## The problem
When you reach the line containing "File: templates/inscription.html [hunk 2]" in the data below, begin returning lines exactly as written, and stop once the line containing "casey: Yup, that's" has been returned.

Stored data
===============

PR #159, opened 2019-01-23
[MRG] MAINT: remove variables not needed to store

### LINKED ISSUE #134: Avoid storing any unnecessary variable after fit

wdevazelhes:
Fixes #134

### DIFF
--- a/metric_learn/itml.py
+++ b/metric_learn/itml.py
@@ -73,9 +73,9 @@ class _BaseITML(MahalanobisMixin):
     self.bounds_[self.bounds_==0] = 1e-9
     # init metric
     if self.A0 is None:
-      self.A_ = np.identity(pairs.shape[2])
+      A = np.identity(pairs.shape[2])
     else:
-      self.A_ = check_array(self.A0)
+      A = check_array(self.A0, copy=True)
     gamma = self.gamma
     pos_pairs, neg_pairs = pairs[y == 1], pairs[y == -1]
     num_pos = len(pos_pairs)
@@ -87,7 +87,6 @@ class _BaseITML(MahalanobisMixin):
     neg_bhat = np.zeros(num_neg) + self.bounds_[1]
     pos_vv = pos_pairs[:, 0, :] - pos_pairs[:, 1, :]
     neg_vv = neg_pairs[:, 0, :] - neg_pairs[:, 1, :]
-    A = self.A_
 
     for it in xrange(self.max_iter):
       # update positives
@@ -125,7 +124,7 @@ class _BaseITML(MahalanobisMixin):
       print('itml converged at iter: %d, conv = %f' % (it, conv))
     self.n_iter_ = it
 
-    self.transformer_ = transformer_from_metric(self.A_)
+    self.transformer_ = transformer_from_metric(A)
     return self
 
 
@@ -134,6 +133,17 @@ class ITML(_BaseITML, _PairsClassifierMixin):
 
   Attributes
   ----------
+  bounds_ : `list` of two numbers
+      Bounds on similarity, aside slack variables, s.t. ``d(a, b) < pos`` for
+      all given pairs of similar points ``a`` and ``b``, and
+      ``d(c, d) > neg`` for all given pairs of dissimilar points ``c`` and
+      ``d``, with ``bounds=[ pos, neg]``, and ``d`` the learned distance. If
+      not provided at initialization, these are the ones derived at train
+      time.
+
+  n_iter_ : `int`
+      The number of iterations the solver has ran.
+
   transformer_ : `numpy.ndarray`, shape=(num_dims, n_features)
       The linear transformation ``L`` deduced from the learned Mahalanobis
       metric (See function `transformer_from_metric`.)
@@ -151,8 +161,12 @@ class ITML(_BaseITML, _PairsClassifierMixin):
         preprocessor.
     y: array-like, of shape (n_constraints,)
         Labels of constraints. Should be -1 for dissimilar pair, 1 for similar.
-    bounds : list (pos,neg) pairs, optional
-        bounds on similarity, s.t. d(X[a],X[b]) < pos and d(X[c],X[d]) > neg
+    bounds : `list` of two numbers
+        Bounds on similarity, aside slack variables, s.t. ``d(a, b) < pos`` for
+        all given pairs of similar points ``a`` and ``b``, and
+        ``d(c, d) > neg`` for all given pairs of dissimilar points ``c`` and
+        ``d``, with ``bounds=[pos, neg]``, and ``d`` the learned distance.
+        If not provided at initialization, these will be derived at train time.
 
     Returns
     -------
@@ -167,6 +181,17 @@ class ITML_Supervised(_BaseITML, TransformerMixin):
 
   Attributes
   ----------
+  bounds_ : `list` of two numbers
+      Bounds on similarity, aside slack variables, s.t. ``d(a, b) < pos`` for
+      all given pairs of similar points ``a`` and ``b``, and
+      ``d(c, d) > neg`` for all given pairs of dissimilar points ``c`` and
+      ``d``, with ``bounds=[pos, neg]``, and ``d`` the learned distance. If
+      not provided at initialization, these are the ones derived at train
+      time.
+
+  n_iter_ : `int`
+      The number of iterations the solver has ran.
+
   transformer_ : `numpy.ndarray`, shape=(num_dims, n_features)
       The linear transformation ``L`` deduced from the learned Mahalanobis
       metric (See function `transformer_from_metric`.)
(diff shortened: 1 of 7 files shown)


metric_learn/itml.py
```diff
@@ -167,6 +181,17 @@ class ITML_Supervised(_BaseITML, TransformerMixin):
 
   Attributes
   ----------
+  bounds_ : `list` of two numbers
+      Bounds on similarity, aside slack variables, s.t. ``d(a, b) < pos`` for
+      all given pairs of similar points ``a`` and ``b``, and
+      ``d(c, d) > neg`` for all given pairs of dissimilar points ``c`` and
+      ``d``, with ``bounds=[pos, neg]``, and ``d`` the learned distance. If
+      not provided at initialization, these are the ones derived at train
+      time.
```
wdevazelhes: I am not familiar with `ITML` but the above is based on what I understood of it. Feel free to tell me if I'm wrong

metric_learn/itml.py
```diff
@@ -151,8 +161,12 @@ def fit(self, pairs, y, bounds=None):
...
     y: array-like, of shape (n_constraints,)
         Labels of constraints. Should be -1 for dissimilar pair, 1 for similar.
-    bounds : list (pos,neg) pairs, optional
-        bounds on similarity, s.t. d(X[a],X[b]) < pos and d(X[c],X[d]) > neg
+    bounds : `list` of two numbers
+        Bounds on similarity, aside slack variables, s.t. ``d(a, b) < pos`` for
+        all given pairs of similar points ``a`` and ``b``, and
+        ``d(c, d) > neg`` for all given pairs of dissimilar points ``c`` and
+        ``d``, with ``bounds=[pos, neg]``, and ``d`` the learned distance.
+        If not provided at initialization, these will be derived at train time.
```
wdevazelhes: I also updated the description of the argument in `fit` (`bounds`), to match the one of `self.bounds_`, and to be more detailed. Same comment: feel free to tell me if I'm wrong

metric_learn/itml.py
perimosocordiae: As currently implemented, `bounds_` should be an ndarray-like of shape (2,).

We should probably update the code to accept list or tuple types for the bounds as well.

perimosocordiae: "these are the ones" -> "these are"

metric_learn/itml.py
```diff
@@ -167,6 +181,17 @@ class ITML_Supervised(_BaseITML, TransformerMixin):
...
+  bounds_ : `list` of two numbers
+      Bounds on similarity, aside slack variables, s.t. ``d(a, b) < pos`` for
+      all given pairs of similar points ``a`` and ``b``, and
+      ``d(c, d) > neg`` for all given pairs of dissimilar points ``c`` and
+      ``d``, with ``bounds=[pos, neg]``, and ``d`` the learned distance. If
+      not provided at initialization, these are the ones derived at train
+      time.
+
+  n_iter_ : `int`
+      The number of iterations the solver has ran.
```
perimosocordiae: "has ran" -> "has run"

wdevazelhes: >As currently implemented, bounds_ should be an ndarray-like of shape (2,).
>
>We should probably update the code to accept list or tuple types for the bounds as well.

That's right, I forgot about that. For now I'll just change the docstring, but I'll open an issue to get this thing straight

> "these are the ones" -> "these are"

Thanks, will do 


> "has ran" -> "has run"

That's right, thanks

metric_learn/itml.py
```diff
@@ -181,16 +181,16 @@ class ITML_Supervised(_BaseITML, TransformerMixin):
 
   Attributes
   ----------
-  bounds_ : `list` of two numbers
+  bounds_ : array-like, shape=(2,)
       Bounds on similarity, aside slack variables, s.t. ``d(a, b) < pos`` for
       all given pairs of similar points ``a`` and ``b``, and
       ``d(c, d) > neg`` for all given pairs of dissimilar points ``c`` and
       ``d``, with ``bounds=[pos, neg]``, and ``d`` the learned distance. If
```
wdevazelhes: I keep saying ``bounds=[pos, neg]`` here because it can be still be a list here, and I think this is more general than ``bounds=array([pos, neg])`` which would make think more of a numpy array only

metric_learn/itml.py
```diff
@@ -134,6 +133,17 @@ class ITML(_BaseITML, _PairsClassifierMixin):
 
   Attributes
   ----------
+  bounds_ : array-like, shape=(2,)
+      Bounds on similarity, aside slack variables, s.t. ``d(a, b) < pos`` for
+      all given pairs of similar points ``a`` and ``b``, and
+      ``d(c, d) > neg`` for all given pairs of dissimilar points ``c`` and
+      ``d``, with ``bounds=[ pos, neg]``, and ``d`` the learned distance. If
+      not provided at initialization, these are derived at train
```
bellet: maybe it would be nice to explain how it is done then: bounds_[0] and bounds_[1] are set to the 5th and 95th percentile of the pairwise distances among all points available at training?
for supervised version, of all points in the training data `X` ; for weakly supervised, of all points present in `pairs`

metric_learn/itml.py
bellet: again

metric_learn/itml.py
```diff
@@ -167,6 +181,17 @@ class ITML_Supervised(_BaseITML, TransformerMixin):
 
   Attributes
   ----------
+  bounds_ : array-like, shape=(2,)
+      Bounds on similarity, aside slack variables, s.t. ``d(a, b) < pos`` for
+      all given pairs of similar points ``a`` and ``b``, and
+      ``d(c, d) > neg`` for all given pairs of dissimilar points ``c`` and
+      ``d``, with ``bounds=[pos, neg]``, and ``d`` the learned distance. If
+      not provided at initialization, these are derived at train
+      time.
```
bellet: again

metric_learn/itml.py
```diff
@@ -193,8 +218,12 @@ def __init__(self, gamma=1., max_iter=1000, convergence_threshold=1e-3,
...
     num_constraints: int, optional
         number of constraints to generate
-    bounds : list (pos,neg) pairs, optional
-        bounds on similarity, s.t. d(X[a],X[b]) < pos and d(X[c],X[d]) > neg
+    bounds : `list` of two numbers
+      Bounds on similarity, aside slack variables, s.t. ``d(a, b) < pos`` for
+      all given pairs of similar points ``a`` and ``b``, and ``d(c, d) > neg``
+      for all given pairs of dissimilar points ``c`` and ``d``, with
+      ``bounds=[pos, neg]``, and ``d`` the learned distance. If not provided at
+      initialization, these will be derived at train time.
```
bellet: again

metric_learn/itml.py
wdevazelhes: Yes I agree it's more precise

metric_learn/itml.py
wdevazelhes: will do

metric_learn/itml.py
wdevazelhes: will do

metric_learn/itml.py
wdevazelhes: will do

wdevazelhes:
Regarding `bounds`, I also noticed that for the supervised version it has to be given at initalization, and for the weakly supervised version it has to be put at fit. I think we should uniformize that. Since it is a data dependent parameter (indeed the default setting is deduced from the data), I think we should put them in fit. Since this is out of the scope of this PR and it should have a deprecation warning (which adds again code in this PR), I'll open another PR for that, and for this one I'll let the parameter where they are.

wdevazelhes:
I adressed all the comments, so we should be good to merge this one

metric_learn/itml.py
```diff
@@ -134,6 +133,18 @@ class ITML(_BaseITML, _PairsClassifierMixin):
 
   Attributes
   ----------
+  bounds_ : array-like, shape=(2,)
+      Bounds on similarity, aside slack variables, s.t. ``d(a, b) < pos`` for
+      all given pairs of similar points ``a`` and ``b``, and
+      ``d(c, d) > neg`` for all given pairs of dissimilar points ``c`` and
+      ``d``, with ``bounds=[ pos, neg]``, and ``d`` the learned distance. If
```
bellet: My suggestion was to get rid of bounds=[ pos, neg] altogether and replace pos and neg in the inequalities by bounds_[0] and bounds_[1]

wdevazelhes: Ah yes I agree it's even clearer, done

===============

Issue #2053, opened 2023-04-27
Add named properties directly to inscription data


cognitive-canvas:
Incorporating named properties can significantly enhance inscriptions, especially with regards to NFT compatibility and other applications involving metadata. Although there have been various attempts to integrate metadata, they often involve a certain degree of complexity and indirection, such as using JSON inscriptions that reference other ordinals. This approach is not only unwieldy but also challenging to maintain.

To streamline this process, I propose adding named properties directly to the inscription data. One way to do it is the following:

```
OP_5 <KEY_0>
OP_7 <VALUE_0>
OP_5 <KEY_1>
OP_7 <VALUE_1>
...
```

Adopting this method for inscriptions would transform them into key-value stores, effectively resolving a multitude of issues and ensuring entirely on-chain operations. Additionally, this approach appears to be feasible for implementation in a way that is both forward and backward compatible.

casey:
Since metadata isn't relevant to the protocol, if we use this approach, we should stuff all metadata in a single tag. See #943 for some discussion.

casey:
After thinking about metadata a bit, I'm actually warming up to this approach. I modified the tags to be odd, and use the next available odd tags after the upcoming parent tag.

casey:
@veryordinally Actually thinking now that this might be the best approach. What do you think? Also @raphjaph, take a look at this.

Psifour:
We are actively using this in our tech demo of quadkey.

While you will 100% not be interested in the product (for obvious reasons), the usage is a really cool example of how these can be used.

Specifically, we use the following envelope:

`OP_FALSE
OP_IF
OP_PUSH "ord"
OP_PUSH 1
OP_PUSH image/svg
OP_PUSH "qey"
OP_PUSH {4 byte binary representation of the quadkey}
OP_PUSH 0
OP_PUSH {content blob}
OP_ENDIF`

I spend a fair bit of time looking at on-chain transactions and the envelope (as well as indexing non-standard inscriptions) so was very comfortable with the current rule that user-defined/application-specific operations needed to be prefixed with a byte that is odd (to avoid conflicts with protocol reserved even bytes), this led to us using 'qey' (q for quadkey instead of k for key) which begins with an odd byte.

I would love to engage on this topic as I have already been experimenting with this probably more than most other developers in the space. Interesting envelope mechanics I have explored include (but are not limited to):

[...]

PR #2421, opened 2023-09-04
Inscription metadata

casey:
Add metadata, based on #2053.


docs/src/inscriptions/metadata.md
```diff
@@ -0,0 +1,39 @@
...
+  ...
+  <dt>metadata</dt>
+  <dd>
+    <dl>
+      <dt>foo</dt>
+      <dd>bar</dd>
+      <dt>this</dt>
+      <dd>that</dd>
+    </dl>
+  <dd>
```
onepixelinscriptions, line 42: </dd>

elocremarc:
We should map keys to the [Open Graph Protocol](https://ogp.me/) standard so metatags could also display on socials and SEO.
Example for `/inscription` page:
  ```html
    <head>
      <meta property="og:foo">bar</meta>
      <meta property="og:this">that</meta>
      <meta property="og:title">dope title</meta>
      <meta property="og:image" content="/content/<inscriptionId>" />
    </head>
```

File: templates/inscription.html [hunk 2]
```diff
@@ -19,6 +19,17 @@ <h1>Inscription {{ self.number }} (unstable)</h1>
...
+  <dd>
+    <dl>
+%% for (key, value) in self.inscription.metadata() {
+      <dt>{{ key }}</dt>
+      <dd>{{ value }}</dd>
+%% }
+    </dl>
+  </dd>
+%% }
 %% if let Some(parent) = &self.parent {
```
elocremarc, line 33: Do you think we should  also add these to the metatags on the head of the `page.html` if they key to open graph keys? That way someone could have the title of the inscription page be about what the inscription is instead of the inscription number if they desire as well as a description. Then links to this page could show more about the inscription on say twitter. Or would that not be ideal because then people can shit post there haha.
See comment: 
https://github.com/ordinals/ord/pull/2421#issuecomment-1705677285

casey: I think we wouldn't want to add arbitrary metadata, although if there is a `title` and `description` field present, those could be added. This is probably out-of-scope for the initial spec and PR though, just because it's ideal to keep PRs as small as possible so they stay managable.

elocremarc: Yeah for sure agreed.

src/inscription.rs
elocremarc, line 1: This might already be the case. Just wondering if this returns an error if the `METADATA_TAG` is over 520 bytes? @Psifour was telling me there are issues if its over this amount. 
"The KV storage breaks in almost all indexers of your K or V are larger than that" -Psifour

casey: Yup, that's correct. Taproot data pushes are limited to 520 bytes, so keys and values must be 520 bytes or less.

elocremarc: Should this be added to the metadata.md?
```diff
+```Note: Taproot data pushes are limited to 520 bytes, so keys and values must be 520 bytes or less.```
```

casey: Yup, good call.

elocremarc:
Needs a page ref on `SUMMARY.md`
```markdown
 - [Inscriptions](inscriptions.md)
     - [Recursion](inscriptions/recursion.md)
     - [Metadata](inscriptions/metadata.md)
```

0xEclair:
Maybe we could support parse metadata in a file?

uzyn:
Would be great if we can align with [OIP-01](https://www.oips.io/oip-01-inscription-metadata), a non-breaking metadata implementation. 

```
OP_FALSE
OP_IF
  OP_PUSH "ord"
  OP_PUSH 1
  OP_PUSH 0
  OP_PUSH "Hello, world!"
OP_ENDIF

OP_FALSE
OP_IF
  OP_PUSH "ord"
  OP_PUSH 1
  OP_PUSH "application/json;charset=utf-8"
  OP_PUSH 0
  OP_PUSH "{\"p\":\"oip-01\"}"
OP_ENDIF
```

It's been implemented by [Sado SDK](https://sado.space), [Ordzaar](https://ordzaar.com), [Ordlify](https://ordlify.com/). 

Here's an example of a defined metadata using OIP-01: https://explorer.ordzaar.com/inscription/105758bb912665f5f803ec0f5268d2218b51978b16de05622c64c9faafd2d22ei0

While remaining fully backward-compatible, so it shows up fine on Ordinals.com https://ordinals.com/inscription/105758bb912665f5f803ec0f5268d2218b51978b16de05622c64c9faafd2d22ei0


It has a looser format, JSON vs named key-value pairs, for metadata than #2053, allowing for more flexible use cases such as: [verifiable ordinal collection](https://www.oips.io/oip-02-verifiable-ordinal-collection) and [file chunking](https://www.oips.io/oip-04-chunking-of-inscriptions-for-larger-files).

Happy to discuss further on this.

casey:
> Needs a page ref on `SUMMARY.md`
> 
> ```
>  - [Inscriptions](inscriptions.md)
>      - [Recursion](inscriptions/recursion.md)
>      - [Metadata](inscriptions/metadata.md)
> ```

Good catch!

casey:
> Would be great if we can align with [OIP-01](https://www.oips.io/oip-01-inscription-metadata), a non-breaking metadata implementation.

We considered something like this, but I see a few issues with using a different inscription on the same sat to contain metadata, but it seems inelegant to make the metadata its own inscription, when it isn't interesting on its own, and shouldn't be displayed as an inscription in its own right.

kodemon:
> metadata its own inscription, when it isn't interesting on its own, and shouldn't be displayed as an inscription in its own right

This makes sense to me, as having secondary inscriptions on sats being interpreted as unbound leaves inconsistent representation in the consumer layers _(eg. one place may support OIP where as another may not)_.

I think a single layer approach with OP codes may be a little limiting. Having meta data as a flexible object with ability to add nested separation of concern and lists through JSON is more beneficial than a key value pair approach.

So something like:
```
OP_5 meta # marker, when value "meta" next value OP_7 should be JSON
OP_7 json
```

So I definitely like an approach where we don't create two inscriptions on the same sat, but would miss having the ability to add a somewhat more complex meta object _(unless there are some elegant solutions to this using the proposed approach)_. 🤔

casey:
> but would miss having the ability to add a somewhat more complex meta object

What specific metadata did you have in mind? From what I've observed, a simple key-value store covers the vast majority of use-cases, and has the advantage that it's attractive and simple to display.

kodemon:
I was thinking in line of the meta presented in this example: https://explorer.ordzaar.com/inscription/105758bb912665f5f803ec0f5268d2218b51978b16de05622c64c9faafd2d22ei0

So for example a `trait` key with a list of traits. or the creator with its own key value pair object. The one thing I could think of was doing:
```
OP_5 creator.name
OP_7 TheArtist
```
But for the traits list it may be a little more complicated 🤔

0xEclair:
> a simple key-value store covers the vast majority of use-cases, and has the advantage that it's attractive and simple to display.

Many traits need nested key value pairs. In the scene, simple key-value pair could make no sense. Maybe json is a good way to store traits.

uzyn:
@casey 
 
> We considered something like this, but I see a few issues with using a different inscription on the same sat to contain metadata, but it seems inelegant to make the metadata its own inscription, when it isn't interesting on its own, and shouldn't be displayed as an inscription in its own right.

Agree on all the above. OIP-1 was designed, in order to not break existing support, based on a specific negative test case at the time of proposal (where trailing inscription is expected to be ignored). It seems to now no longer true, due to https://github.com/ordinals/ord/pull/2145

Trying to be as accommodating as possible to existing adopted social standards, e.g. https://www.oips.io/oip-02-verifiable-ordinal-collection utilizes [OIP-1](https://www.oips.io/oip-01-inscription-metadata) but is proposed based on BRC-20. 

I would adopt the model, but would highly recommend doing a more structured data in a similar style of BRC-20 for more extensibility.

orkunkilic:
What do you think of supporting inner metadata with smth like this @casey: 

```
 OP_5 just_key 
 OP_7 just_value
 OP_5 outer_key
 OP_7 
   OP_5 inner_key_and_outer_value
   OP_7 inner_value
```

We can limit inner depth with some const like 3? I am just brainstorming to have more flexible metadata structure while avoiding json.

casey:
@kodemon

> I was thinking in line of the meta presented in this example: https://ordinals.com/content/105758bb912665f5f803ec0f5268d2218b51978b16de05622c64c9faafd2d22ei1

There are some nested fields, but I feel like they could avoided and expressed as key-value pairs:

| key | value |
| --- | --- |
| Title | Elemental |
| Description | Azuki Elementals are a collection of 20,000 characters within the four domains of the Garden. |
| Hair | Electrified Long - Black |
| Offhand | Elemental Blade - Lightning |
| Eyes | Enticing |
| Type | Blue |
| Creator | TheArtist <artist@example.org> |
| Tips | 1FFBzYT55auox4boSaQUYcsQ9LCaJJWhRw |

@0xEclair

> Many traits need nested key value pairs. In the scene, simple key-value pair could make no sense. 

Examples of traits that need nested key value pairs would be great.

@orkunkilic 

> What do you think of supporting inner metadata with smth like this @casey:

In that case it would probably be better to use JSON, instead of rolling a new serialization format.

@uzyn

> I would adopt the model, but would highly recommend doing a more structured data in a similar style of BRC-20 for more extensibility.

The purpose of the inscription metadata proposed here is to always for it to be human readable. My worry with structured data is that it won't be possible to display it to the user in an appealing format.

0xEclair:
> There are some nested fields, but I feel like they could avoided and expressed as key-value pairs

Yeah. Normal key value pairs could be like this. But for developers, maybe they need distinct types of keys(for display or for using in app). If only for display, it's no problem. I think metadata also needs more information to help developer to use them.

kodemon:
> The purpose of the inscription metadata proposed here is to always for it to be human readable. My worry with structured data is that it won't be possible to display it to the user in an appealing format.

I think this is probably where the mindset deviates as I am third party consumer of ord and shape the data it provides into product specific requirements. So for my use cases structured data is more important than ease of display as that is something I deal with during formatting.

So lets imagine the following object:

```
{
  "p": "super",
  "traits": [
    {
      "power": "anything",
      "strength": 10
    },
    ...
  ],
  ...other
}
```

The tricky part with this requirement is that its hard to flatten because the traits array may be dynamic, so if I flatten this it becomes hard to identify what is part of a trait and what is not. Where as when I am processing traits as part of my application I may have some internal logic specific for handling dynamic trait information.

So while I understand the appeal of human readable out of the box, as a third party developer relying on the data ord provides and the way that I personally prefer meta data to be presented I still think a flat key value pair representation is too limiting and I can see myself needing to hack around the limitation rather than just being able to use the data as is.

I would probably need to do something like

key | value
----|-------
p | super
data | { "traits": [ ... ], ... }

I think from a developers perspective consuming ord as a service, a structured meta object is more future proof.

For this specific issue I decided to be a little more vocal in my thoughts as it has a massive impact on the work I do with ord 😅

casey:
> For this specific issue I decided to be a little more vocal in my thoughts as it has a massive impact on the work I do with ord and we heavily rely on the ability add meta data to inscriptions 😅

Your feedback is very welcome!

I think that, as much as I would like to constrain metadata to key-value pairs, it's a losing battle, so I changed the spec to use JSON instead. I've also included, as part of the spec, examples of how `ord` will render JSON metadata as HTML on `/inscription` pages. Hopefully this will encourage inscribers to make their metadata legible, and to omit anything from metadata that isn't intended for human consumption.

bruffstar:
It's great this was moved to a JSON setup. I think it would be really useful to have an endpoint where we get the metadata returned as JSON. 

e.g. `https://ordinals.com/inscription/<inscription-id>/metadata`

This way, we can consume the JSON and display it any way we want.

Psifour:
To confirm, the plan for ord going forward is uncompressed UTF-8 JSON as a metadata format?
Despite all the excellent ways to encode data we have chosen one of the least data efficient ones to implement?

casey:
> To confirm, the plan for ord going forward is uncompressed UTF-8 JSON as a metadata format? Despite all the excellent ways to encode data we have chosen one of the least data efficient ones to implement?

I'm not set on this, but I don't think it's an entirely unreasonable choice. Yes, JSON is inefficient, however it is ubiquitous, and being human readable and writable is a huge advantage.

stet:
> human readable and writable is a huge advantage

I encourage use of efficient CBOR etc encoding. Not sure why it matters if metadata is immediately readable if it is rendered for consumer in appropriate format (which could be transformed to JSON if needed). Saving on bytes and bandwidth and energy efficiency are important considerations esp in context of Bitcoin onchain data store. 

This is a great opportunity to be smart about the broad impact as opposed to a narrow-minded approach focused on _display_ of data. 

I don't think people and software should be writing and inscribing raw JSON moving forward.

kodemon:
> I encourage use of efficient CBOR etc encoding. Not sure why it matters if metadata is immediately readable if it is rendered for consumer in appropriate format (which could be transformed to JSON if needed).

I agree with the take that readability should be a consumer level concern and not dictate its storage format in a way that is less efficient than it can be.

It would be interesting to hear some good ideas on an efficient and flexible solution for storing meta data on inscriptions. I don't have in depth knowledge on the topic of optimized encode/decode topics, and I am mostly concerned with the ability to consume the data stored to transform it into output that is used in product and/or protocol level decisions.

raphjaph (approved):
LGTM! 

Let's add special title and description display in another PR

===============

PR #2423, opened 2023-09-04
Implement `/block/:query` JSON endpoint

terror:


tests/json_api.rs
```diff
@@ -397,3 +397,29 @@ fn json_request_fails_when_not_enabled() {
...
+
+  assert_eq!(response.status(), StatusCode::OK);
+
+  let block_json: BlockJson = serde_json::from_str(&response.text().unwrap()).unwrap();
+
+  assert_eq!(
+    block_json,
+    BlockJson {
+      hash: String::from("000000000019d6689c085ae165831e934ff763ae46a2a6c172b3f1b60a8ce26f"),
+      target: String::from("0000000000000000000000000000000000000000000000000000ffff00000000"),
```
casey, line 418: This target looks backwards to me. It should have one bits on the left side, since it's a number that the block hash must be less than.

===============

## Completed exercise
File: templates/inscription.html [hunk 2]
```diff
@@ -19,6 +19,17 @@ <h1>Inscription {{ self.number }} (unstable)</h1>
...
+  <dd>
+    <dl>
+%% for (key, value) in self.inscription.metadata() {
+      <dt>{{ key }}</dt>
+      <dd>{{ value }}</dd>
+%% }
+    </dl>
+  </dd>
+%% }
 %% if let Some(parent) = &self.parent {
```
elocremarc, line 33: Do you think we should  also add these to the metatags on the head of the `page.html` if they key to open graph keys? That way someone could have the title of the inscription page be about what the inscription is instead of the inscription number if they desire as well as a description. Then links to this page could show more about the inscription on say twitter. Or would that not be ideal because then people can shit post there haha.
See comment: 
https://github.com/ordinals/ord/pull/2421#issuecomment-1705677285

casey: I think we wouldn't want to add arbitrary metadata, although if there is a `title` and `description` field present, those could be added. This is probably out-of-scope for the initial spec and PR though, just because it's ideal to keep PRs as small as possible so they stay managable.

elocremarc: Yeah for sure agreed.

src/inscription.rs
elocremarc, line 1: This might already be the case. Just wondering if this returns an error if the `METADATA_TAG` is over 520 bytes? @Psifour was telling me there are issues if its over this amount. 
"The KV storage breaks in almost all indexers of your K or V are larger than that" -Psifour

casey: Yup, that's correct. Taproot data pushes are limited to 520 bytes, so keys and values must be 520 bytes or less.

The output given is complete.